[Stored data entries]
..............................

PR #11805, opened 2021-02-24
Simplify code of create_geometric_coarsening_sequence()

peterrum:


include/deal.II/multigrid/mg_transfer_global_coarsening.templates.h
```diff
@@ -1878,10 +1878,20 @@ namespace MGTransferGlobalCoarseningTools
...
   {
     std::vector<std::shared_ptr<Triangulation<dim, spacedim>>>
-      coarse_grid_triangulations;
+      coarse_grid_triangulations(fine_triangulation_in.n_global_levels());
+
+    coarse_grid_triangulations.back().reset(
+      const_cast<Triangulation<dim, spacedim> *>(&fine_triangulation_in),
+      [](auto &) {
+        // empty deleter, since fine_triangulation_in is an external field
+        // and its destructor is called somewhere else
```
bangerth, line 1887: This is unrelated to the purpose of the patch, but it doesn't make sense to use `shared_ptr` if you don't have a deleter. In that case, it's just a plain C-style pointer and we shouldn't pretend that the last pointer deletes the object by using `shared_ptr`.

peterrum: This is only the finest mesh on basis of which the coarse triangulations are created. It is user controlled. It is put, nevertheless, into the vector together with the new triangulations to improve the usability of the returned vector.

kronbichler (approved):

PR #11806, opened 2021-02-25
examples/step-69: Fix mesh generation

tamiko:
It turns out that this piece of code only ever worked for a precise
ratio of height and disk ratio of 4. If this ratio was violated the
merge_triangulations() call would fail to properly glue the mesh
together due to unmatched vertices.

### DIFF
--- a/examples/step-69/step-69.cc
+++ b/examples/step-69/step-69.cc
@@ -592,7 +592,7 @@ namespace Step69
 
     triangulation.clear();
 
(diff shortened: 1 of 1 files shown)


tamiko:
Thanks to @ejtovar for pointing this out.
@itomasSNL @kronbichler *ping*

peterrum (approved):

kronbichler (approved):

..............................

Problem to solve: Return every line from the records above that holds the word "code".

Your response:
Simplify code of create_geometric_coarsening_sequence()
It turns out that this piece of code only ever worked for a precise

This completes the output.